For one, you did it so you can stand around at a Weihnachts (or Winter-)markt shivering with a mug of Glühwein as you suffer from imaginary frostbite. And that suffering gives you immense pleasure. Cold makes life more life-like. Extreme temperatures get your blood pumping, a drama imposed from above that feels as your own biological survival is at stake. The pain of outdoor cold makes indoor warmth luxuriant. And the cruel devastation of a Central European winter makes you truly appreciate the miracle of spring: the first green shoots of life poking out of the hard grey earth some time in March that make you feel like crying with gratitude. I deplore winter holidays on some faraway, warm beach. It’s cheating, it’s chickening out from the full experience of making Berlin your home. You have to come back here anyway afterwards. So why not just stick it out?

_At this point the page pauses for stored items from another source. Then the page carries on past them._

PR #295, opened 2026-09-07
fix(indexer): separate live workers from a destructive resync with a shared/exclusive advisory lock (issue-68)

Huzaifa696:
### Summary

**Problem.** `ResyncService::run` could drop and recreate tables while a live indexer or operator was still using the database. The indexer had no advisory lock, and the operator’s lock used a key that `DROP TABLE` could not affect. A resync could therefore delete pending transactions, release-signature journals, checkpoints, and nonce state while workers still believed they owned them.

**Fix.** Workers now hold a shared advisory lock for their entire lifetime, while resync takes the same lock exclusively. Postgres prevents resync from running while workers are active. The lock session is detached from the pool to avoid `Pool::close()` waiting for the 15s shutdown timeout. Ownership is re-checked every 5s and synchronously before the drop. Resync also creates the schema under the lock, requires `--destroy-existing-data`, and refuses to run during an unresolved reconciliation halt.

**Reliability.** The lock connection enables TCP keepalives so dead hosts do not leave shared locks blocking resync for hours. A timeout during the lock probe is treated as inconclusive rather than proof that the lock was lost, and retries continue within a 30s budget. Connection errors on the lock session itself still indicate a genuinely lost lock.
### Coverage Report

| Core | 22,444 | 24,324 | 92.3% | [rust-unit-coverage-reports](https://github.com/solana-foundation/solana-private-channels/actions/runs/34535420542) |
| Indexer | 39,969 | 44,301 | 90.2% | [rust-unit-coverage-reports](https://github.com/solana-foundation/solana-private-channels/actions/runs/34535420542) |
| Gateway | 1,662 | 1,957 | 84.9% | [rust-unit-coverage-reports](https://github.com/solana-foundation/solana-private-channels/actions/runs/34535420542) |
| Auth | 1,762 | 1,982 | 88.9% | [rust-unit-coverage-reports](https://github.com/solana-foundation/solana-private-channels/actions/runs/34535420542) |
| E2E Integration | 16,741 | 22,290 | 75.1% | [e2e-coverage-reports](https://github.com/solana-foundation/solana-private-channels/actions/runs/34535420542) |
| **Total** | **82,578** | **94,854** | **87.1%** | |

> Last updated: 2026-09-10 23:06:26 UTC by E2E Integration


indexer/src/indexer/resync.rs
```diff
@@ -350,16 +409,31 @@ impl ResyncService {
...
+            result = backfill_service.run(instruction_tx.clone()) => {
+                result.map_err(|e| {
+                    error!(
+                        "Backfill service failed during resync from slot {} to {}: {}",
+                        genesis_slot, current_slot, e
+                    );
+                    e
+                })?;
+            }
+        }
```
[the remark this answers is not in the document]
Huzaifa696: The fill, the processor drain and the checkpoint cleanup are now one future under a single select against the lock token, so a loss during any of them aborts both writers and returns LiveStateLockLost. The existing mid-rebuild test also asserts no durable frontier survives the loss.

indexer/src/indexer/resync.rs
```diff
@@ -282,6 +334,13 @@ impl ResyncService {
...
+        // The heartbeat bounds a silently lost lock to one interval, which is fine for a
+        // worker that only has to stop. The drop is irreversible, so prove ownership
+        // synchronously here instead of trusting the last tick.
+        live_lock.ensure_held().await.inspect_err(|e| {
+            error!("Refusing to drop tables: {}", e);
+        })?;
+
         // Step 1: Drop existing tables
         info!("Dropping existing database tables...");
         self.storage.drop_tables().await.map_err(|e| {
```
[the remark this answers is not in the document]
Huzaifa696: drop_tables now runs on the lock-holding session via a fenced path, inside one transaction, so the drop cannot outlive the lock and a session lost part way rolls back instead of leaving a half-dropped schema. ensure_held() is kept only to turn an already-lost lock into a clean refusal, and its comment now says so.

indexer/src/storage/common/storage/live_lock.rs
```diff
@@ -0,0 +1,377 @@
...
+            heartbeat_interval,
+            LIVE_LOCK_UNCONFIRMED_BUDGET,
+            task_stop.clone(),
+            move |reason, detail| report_lock_lost(role, &on_lost, reason, detail),
+            move || {
+                let session = probe_session.clone();
+                async move { session.probe().await }
+            },
+        )
+        .await;
```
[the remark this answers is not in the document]
Huzaifa696: The live-state lock now has its own cancellation token in both the indexer and the operator, so a lost lock is distinguishable from a ctrl-c at the shutdown site. On that path both roles abort their writers, skip the graceful drain, and exit non-zero.

indexer/src/storage/common/storage/sender_lock.rs
```diff
@@ -46,28 +46,65 @@ async fn run_lock_heartbeat<P, Fut>(
...
-                return;
-            }
+            // Unanswered. Falls through to the budget below.
+            Err(_) => {}
         }
+
+        // A timeout says the server is slow, not that the lock is gone. Retry while the
+        // budget lasts: our session is still open, so it still holds the lock, and
+        // nothing the lock protects is at risk meanwhile.
+        if confirmed_at.elapsed() < budget {
```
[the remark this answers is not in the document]
Huzaifa696: The heartbeat now clamps both the sleep and the probe timeout to the budget remaining since the last confirmation, so 30s is a true upper bound and a hung probe is rejected at 30s rather than ~35s. The clamp applies only after an unanswered probe, since clamping unconditionally would spin on a zero budget or a busy connection.

indexer/src/indexer/indexer.rs
```diff
@@ -386,6 +410,30 @@ pub async fn run(
...
+    // either. Refusing here is the point: the supervisor retries once the resync exits.
+    // The lock gets a token of its own so a lost lock stays distinguishable from an
+    // interrupt at the shutdown site. The two earn different treatment: only one of them
+    // means a resync may already be dropping the tables underneath us.
+    let live_lock_lost = CancellationToken::new();
+    let _live_lock = storage
+        .try_acquire_live_lock(
+            LiveLockMode::Shared,
+            INDEXER_LOCK_ROLE,
+            live_lock_lost.clone(),
```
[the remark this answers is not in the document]
Huzaifa696: The token is now observed across the whole startup sequence rather than only at supervision: schema init and reconciliation run under a guard, and the startup fill sits inside one future watched by a select that aborts both writers on loss. Backfill-only takes the token too and runs its fill, drain and checkpoint flush as one watched future, so it can no longer commit a frontier after the lock is gone.

indexer/src/storage/common/storage/live_lock.rs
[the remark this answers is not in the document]
Huzaifa696: Both roles now share one stop_signal helper that puts the lock-loss branch first under biased;, so a lost lock wins whenever both are ready in the same poll. The operator keeps its existing biased; property, since the combined signal branch still sits ahead of every task-completion branch. One correction: the indexer shutdown_signal had no biased; at all, so there the hazard was random branch choice rather than a fixed wrong order.

indexer/src/storage/common/storage/live_lock.rs
```diff
@@ -0,0 +1,410 @@
...
+        match self {
+            Self::Postgres(handle) => handle.run_fenced(f).await,
+            #[cfg(any(test, feature = "test-mock-storage"))]
+            Self::Noop => Err(StorageError::LiveStateLockLost),
+        }
+    }
+}
+
+impl LiveLockHandle {
+    async fn ensure_held(&self) -> Result<(), StorageError> {
```
sebatustra, line 243: A false-positive lock loss makes resync drop every table and then refuse to rebuild, leaving an empty database

Resync's pre-drop guard asks the server whether the lock is still held, but it never asks itself whether its own heartbeat has already given up on the lock:

```
  // resync.rs:340 — the only thing between the pre-flight and the drop
  live_lock.ensure_held().await.inspect_err(|e| {
      error!("Refusing to drop tables: {}", e);
  })?;
```
```
  // resync.rs:347
  info!("Dropping existing database tables...");
  self.storage.drop_tables_fenced(&live_lock).await
```

ensure_held is a fresh pg_locks probe and nothing more (live_lock.rs:220-234). It does not consult lock_lost. And the heartbeat, when it declares a loss, deliberately leaves the session open and healthy:

```
  // live_lock.rs:318-322
  // A loss verdict can be a false positive on a healthy session, and closing
  // now would free the lock while the caller is still winding down. Keep the
  // session until the guard is dropped, then let it go.
  task_stop.cancelled().await;
  task_session.close().await;
```

So after a false loss verdict the session still holds the lock, ensure_held() returns Ok, and the drop goes through. The very next thing that runs is:

```
  // resync.rs:479-492
  tokio::select! {
      biased;
      _ = lock_lost.cancelled() => {
          error!("Live-state lock lost during the rebuild; stopping it");
          processor_abort.abort();
          checkpoint_abort.abort();
          return Err(IndexerError::Storage(StorageError::LiveStateLockLost));
      }
      result = rebuild => result?,
  }
```

indexer/src/storage/common/storage/live_lock.rs
```diff
@@ -0,0 +1,410 @@
...
+            probe_advisory_lock_held(conn, self.session.key),
+        )
+        .await
+        {
+            Ok(Ok(true)) => Ok(()),
+            _ => Err(StorageError::LiveStateLockLost),
+        }
+    }
+
+    async fn run_fenced<T, F>(&self, f: F) -> Result<T, StorageError>
```
sebatustra, line 260: The fenced drop has no timeout, and a blocked DROP TABLE reads as Busy forever, wedging resync while it holds the exclusive lock

indexer/src/operator/operator.rs
sebatustra, line 1: The processor-death and critical-task-exit paths still drain and flush after the lock is lost

Every branch this PR added stops writers outright on a lost lock, with the same reasoning each time — "Closing the checkpoint channel is the writer's cue to flush what it has, which would commit a durable frontier over a database this run only half rebuilt". Two paths were missed.

Indexer. The token is moved into stop_signal, so the ProcessorEnded arm structurally cannot check it:

Operator. The token is cloned here, but the five critical_exit branches never look at it, and all of them fall through to a full graceful drain:

core/src/accounts/truncate.rs
```diff
@@ -81,9 +81,18 @@ pub async fn truncate_slots(
 
     let pool = db.pool.clone();
 
+    // The lock belongs to one session, so acquire and release have to run on the
+    // same connection. Taken from the pool, a statement lands on whichever
+    // connection is free, and unlocking from a different one is a silent no-op
+    // that strands the lock on the acquiring connection until it is recycled.
+    let mut lock_conn = pool
```
sebatustra, line 89: truncate_slots can return a lock-holding connection to the pool, and discards the report when it does

The connection-affinity fix is correct and the tightened test is a genuine improvement. The release path is not:

```
  // truncate.rs:108-117
  let released = sqlx::query_scalar::<_, bool>("SELECT pg_advisory_unlock($1)")
      .bind(TRUNCATE_ADVISORY_LOCK_ID)
      .fetch_one(&mut *lock_conn)
      .await
      .context("Failed to release advisory lock")?;     // ← early return
  if !released {
      return Err(anyhow!(
          "Truncation advisory lock was not held by the releasing session"
      ));
  }

  result
```

If that query errors rather than returning false, ? returns early and lock_conn — a PoolConnection — drops straight back into the pool still holding CONTRUC.

indexer/src/storage/common/storage/live_lock.rs
Huzaifa696: Good catch, and the sequencing is exactly as described. The pre-drop guard now fails if either the server says the lock is gone or this process own heartbeat has already declared a loss, so a false verdict refuses the drop instead of destroying the tables and then refusing to rebuild. Parking still holds the lock through the wind-down; it just no longer permits new destructive work.

indexer/src/storage/common/storage/live_lock.rs
Huzaifa696: Correct, and the Busy arm made it invisible. Fenced work is now bounded by a client-side timeout and the lock session carries a Postgres lock_timeout, so a DROP queued behind a table lock fails cleanly rather than wedging resync while it holds the exclusive lock.

indexer/src/operator/operator.rs
Huzaifa696: Both paths confirmed. The indexer now clones the token before it is moved into stop_signal so the ProcessorEnded arm can check it, and the operator checks it after the critical_exit branches. On a lost lock both stop outright instead of draining and flushing.

core/src/accounts/truncate.rs
Huzaifa696: Agreed, that was a real hole in the fix. Both the failed-release and not-held paths now detach the connection instead of letting it return to the pool, so a session that cannot be proven unlocked has its socket closed and the lock dies with it. The truncation error is no longer silently dropped either.

indexer/src/indexer/resync.rs
```diff
@@ -350,50 +416,81 @@ impl ResyncService {
...
+            biased;
+            _ = lock_lost.cancelled() => {
+                error!("Live-state lock lost during the rebuild; stopping it");
+                // Both writers are stopped outright rather than drained. Closing the
+                // checkpoint channel is the writer's cue to flush what it has, which
+                // would commit a durable frontier over a database this run only half
+                // rebuilt and leave no gap for a later run to detect.
+                processor_abort.abort();
+                checkpoint_abort.abort();
+                return Err(IndexerError::Storage(StorageError::LiveStateLockLost));
```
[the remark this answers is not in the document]
Huzaifa696: Confirmed, abort only requests cancellation and an in-flight statement can still land after it returns. Every lock-loss path now aborts and then waits for the writers to actually stop before returning, through one shared helper, bounded by a timeout that logs if a writer outlives it.

sebatustra (approved):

I once spent a winter in Barcelona. It was so… so-so. Over the two months of pseudo-winter during which temperatures never dropped below 5 Celsius, this usually exuberant city became a dull, mediocre place. December there was lacklustre compared to the whole month of Christmas you get in Germany during Advent. The Mediterranean resembled a grey puddle. I shivered in my stony flat without heating or insulated windows. Where’s the fun in that?

If there’s one thing Berlin does well, it’s the run up to Christmas and New Year’s Eve. January is nice if there’s snow. The nightlife is beautiful in winter, relatively pub-crawl free and those long marches through the icy darkness make the club so much more amazing when you finally get there. February is saved by the Berlin Film Festival. In my book, March is the shittiest month on the Berlin calendar: a drizzly hangover between winter and spring. Only three months of cold to go. Enjoy it while it lasts.